Please copy each line in the records below that contains the string "linsun".
※ ※ ※
PR #1139, opened 2018-04-02
Add multicluster deployment documentation to Istio

sdake:


sdake:
@sebastienvas note clicking the link to the `OWNERS` file results in a 404.

sebastienvas:
@sdake that s because the file does not exist. @geeknoid  What should be the initial file ?

geeknoid:
For now, please list me and Lin as approvers.

sdake:
@sebastienvas right - ok makes sense :)  I guess in the bot convergence across repos, this OWNERS file was missed.

Cheers
-steve

sebastienvas:
Added the OWNERS file

_docs/setup/kubernetes/multicluster-install.md
```diff
@@ -0,0 +1,161 @@
...
+
+* Istio secret `istio.default` replicated to all remote Kubernetes clusters
+from the Istio control plane per application namespace.
+
+* The local cluster and all remote Kubernetes cluster credentials (typically
+stored in `$HOME/.kube/config`) copied to
+`$HOME/multicluster/${UNIQUE_IDENTIFIER}.kube.conf`.
+
+* A [deployed Istio control plane]({{home}}/docs/setup/kubernetes/quick-start.html)
+on **one** Kubernetes cluster.  Note that Iatio must be [deployed with Helm]({{home}}/docs/setup/kubernetes/helm-install.html) using the `--set global.multicluster.enabled=true` flag.  This is currently mandatory.
```
linsun: typo Iatio -> Istio

_docs/setup/kubernetes/multicluster-install.md
```diff
@@ -0,0 +1,161 @@
...
+type: markdown
+---
+
+{% include home.html %}
+
+Instructions for the installation of Istio multicluster.
+
+## Prerequisites
+
+* Individual cluster Pod CIDR ranges and service CIDR ranges must be unique
```
linsun: Is this absolutely a hard requirement?  I don't think this works for IBM Cloud.

sdake: I believe this is the case unless there is some advanced functionality added to Kubernetes in the future.  The main reason is when a multicluster mesh is instantiated, in order for deployments and their services not to collide (as one big mesh) the service IPs must not be allocated twice.  Something must do service CIDR allocation.  I could imagine an extra Kubernetes service in the future managing the service cidr allocations so multiple clusters could co-exist and use the same service CiDR.  The simple answer is simply to just force pod and service cidr allocations to always be unique.

Since routing is required between all nodes in the cluster for the PODs IP CIDRs to communicate with one another, a similar situation exists where no collision is a hard requirement.  Again something more advanced and centralized in Kubernetes could handle this.

I could also see a future where some type of egress/ingress gateway between multicluster isolated the pod and service CIDRs providing a true multicloud experience.

This document describes  the current merged state of the implementation.  I think it is important to get feedback from Operators (such as IBM Cloud) to determine the pain points around multicluster/multicloud, so those pain points can be prioritized, and those pain points can be resolved.

Without documentation/CI, the current state of the implementation cannot be understood nor used by anyone, so there would be no feedback loop as per Agile methods.

_docs/setup/kubernetes/multicluster-install.md
sdake: Not sure how I missed that, pushing an update now :)

_docs/setup/kubernetes/multicluster-install.md
sdake: @tiswanso can you validate the above statement I made please.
※ ※ ※
* Output for this task:
linsun: typo Iatio -> Istio
linsun: Is this absolutely a hard requirement?  I don't think this works for IBM Cloud.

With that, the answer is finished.